# Spot and /stalk or Stand hunt?



## varmit b gone (Jan 31, 2008)

O.K., this fall I am going bow hunting for deer (Mulie, Whitetail mix). I will be hunting a large open oatfield, but there is and old resivoir that is dreid up and the dam provides cover, along with some old grainries, along with hunting a very rough pasture right behind it with very steep hills, no trees, and a ton of sagebrush. My question is this, for both or different for one and different for the other, should I set up a blind and wait them out or should I try spot and stalk tactics? I know of a game trail in the oat field and there are some natural salt licks in the pasture.
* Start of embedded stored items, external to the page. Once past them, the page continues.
PR #2672, opened 2023-01-25
[WIP] :bug: sharded-test-server: Add external-hostname flag

hardys:
## Summary
We are seeing real cluster deployments of KCP fail because the external-hostname and shard-external-url flags typically point to the front-proxy endpoint, this aligns the e2e behavior so we can work through the issues with chicken/egg availability during shard bootstrapping and discuss the best solution.

### DIFF
--- a/cmd/sharded-test-server/shard.go
+++ b/cmd/sharded-test-server/shard.go
@@ -82,6 +82,7 @@ func newShard(ctx context.Context, n int, args []string, standaloneVW bool, serv
 			fmt.Sprintf("--embedded-etcd-peer-port=%d", embeddedEtcdPeerPort(n)),
 		)
 	}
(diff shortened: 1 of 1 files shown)


hardys:
@ncdc I think this reproduces the issues seen in "real" cluster deployments, because we're using the [ExternalAddress for the vwURL](https://github.com/kcp-dev/kcp/blob/main/pkg/server/controllers.go#L815) since https://github.com/kcp-dev/kcp/pull/2407 - I tried to work around that in https://github.com/kcp-dev/kcp/pull/2667

How is controller sharding handled?  I assume we can't just use `ShardBaseURL` for the controller traffic because it may potentially need to be routed to another shard via the proxy indexer?

ncdc:
@hardys I think I missed your question above somehow. Wanted to follow up and see if we still want this PR? If so, how can I help?

Issue #2635, opened 2023-01-17
:seedling: Update controllers to use committer package


csams:
Many controllers use copy+paste abstraction for common controller functions, but they aren't all consistent. The `committer` package encapsulates type safe spec and status patching for arbitrary resources, so controllers can delegate to it for consistency in that phase of reconciliation.

This issue captures the work to update existing controllers to use the `committer` package.

- [ ] pkg/reconciler/apis/extraannotationsync/apibindingannotation_controller.go
- [x] pkg/reconciler/apis/permissionclaimlabel/permissionclaimlabel_controller.go
- [ ] pkg/reconciler/apis/permissionclaimlabel/permissionclaimlabel_resource_controller.go
- [ ] pkg/reconciler/core/logicalclusterdeletion/logicalcluster_deletion_controller.go
- [ ] pkg/reconciler/core/shard/shard_controller.go #2873 
- [x] pkg/reconciler/scheduling/location/location_controller.go
- [x] pkg/reconciler/scheduling/placement/placement_controller.go
- [x] pkg/reconciler/tenancy/bootstrap/bootstrap_controller.go
- [ ] pkg/reconciler/tenancy/logicalcluster/logicalcluster_controller.go
- [ ] pkg/reconciler/tenancy/workspacetype/clusterworkspacetype_controller.go
- [ ] pkg/reconciler/workload/apiexportcreate/apiexportcreate_controller.go
- [ ] pkg/reconciler/workload/apiexport/workload_apiexport_controller.go
- [x] pkg/reconciler/workload/basecontroller/controller.go #2691 
- [ ] pkg/reconciler/workload/namespace/namespace_controller.go #2874 
- [ ] pkg/reconciler/workload/synctarget/synctarget_controller.go
- [ ] pkg/syncer/resourcesync/controller.go
- [ ] pkg/syncer/spec/spec_process.go
- [ ] pkg/syncer/status/status_process.go
- [ ] pkg/virtual/apiexport/controllers/apireconciler/apiexport_apireconciler_controller.go
- [ ] pkg/virtual/syncer/controllers/apireconciler/syncer_apireconciler_controller.go

PR #2691, opened 2023-01-27
:seedling: Simplify heartbeat controller

csams:
## Summary
- Remove the base controller as it was only used by the heartbeat controller
- Collapse the base controller into the heartbeat controller
- Simplify the heartbeat controller code and structure
- Update the heartbeat controller to use the committer package.

## Related issue(s)
#2635


sttts:
This base controller has only one consumer. Why do we have it as separate package?

ncdc:
If I had to guess, we probably kept moving consumers away until we were only left with 1, but never collapsed. I'll do that.

stevekuznetsov (approved):

PR #3636, opened 2025-10-08
Update shard validation

mjudeikis:
## Summary

Align shard validation to be same in admission and config.go

## What Type of PR Is This?
/kind bug

## Related Issue(s)

Fixes #

## Release Notes

```release-note
Consistently use the user-provided base URL as the default for ShardBaseURL and VirtualWorkspacesURL
```

### DIFF
--- a/pkg/admission/shard/admission.go
+++ b/pkg/admission/shard/admission.go
@@ -65,6 +65,15 @@ func (o *shard) Admit(_ context.Context, a admission.Attributes, _ admission.Obj
 		return fmt.Errorf("failed to convert unstructured to Shard: %w", err)
 	}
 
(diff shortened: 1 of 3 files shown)


embik:
I'm not super happy with the release note. That only makes sense to us as developers, what does it fix for users? I think the answer is something along the lines of "Configure user-provided base URL when defaulting shard external and virtual workspace URLs"?

mjudeikis:
> I'm not super happy with the release note. That only makes sense to us as developers, what does it fix for users? I think the answer is something along the lines of "Configure user-provided base URL when defaulting shard external and virtual workspace URLs"?

Updated. Feel free to change if you think it still needs changing

embik:
Looks great now, thanks!

Issue #3653, opened 2025-10-17
bug: sdk is not go install'able anymore


mjudeikis:
### Describe the bug

```
/tmp/test ❯ go install github.com/kcp-dev/kcp/sdk/cmd/apigen@v0.0.0-20251015071049-e6ae71b74882                                                                                                                                           10:59:21
go: downloading github.com/kcp-dev/kcp v0.0.0-20251015071049-e6ae71b74882
go: github.com/kcp-dev/kcp/sdk/cmd/apigen@v0.0.0-20251015071049-e6ae71b74882 (in github.com/kcp-dev/kcp/sdk@v0.0.0-20251015071049-e6ae71b74882):
        The go.mod file for the module providing named packages contains one or
        more replace directives. It must not contain directives that would cause
        it to be interpreted differently than if it were the main module.
```

### Steps To Reproduce

Due to existing of `replace` in go.mod it is not installable now.

### Expected Behaviour

We should move it to stagging repository as with othe repos. 
See https://kubernetes.slack.com/archives/C09C7UP1VLM/p1760601820003479

xmudrii:
This is now working as expected with the new module (`github.com/kcp-dev/sdk`):
```
$ go install github.com/kcp-dev/sdk/cmd/apigen@v0.0.0-20251103193518-385b036e4c87
go: downloading github.com/kcp-dev/sdk v0.0.0-20251103193518-385b036e4c87
```
/close

PR #3656, opened 2025-10-20
Make SDK installable

mjudeikis:
## Summary

This makes `sdk` installable again. This got broken after the monorepo migration.
We have a follow-up issue https://github.com/kcp-dev/kcp/issues/3653, but it's blocking me now on a different project. 

Both replaces are not changing often, so this should be ok until we get the 3653 fixes. 

## What Type of PR Is This?
/kind bug

## Related Issue(s)

Fixes #

## Release Notes

```release-note
Make SDK `go installable` after monorepo migration. This is a temporary solution. 
```


embik (approved):
/approve

Makes me unhappy but we should have thought about this a bit more before migrating us into the situation.

PR #3670, opened 2025-10-21
Implement support for references in permission claims

### LINKED ISSUE #3409: feature: Extend permissions claims with references
### Feature Description

Extend permissions claims with references
https://docs.google.com/document/d/1toEU8_tldfc-kIWDgKfROyPVJGhhWDrr2cU0ayRj76I/edit?tab=t.0#heading=h.24igyjbjpe3n

Related to https://github.com/kcp-dev/kcp/issues/1937

TL:DR:
instead of `all: true` user should be able to do reference:
```
    resourceSelector:
     - reference:
         resource: MangoDBInstance
         group: mangodb.amazingcor.com
        type: corev1.ObjectReference
        JSONPath: spec.configuration
```

### Proposed Solution

https://docs.google.com/document/d/1toEU8_tldfc-kIWDgKfROyPVJGhhWDrr2cU0ayRj76I/edit?tab=t.0#heading=h.24igyjbjpe3n 

### Alternative Solutions

_No response_

### Want to contribute?

### Additional Context

_No response_

xrstf:
## Summary
This PR attempts to implement reference-based access to claimed resources in the apiexport virtual workspace. Where instead of the APIBinding directly naming the (for example) allowed Secrets to access, it would instead say "allow all secrets that are mentioned in this JSONPath in the following other resources". Think of allowing all Secrets that are mentioned in `spec.secretName` in Certificate objects.

The idea is to handle most of the access control by extending the permissionclaim labeler, which will calculate for each and every claimed object, whether that object should be included in an APIExport's virtual workspace. The resullt ofthat calculation is then stored as a label and this label is silently injected into requests to the apiexport virtual workspace, thereby filtering the objects down to the desired set.

With `matchAll`, this is easy, just label all the claimed objects. For label selectors this is also still somewhat easy because for calcualting if one object should be labeled, only that one object needs to be looked at.

However for references, suddenly to calculate the label for objects of resource X, we need to list all objects of resource Y (in full, not just their metadata) and evaluate JSONPaths against all of them to determine the set of allowed object names. This means the labels will need to be recalculated for all X objects whenever any Y object changes.

In effect that means kcp would need to either (like in this primitive unfinished PR) list all the Y objects dynamically or keep runtime informers around for basically all bound resources. And changes to one object can suddenly balloon into label changes on many objects (this was already true with APIBindings, but those change much less frequently than the "interesting" workload resources that users bound into their workspaces), and also changes to a claimed object (resource X) will force kcp to re-evaluate all Y objects.

None of this touches yet on the authorization that would need to happen for when objects are created (I am not sure when a new object is labeled and when authz for that action happens).

---

Since we currently have no strong usecase for this feature and fear the implications in terms of complexity and performance, we abandoned this approach for now.

## What Type of PR Is This?
/kind feature

## Related Issue(s)
Fixes #3409

## Release Notes
```release-note
TBD
```


xrstf:
I pushed my branch into this repository, but cannot change this PR and am loo tazy to create a new PR just to instantly close it. :grin:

I only have one blind as of right now, but I could make/get more. Thanks


----------



## ohio_coyote (Jun 20, 2008)

idk varmit? thats a good question.. i guess if it is alot of land and you can't find a trail to set up about 20 10 yards from then i suppose stalking would work..but i think if it were me i would setup by trails etc.

good luck!!


----------



## huntinND (May 1, 2008)

I would probably hunt out of a blind at least in the evening on trails comming into the fields. Mornings, and during the day I would try finding bucks that are bedded in the sage brush or other cover by glassing from the highest point. I think the only way you will have success stalking a mature buck is if you see him or find him bedded down, then make a very slow and quite sneak with the wind in your face. Maybe take a few mornings and evenings just sitting and watching. Early in the season Whitetails are pretty patternable. If it is not a really big area you might just want to stand hunt, because you are probably going to spook deer stalking , which will most likely screw up your stand hunting if it is the same deer using the fields.


----------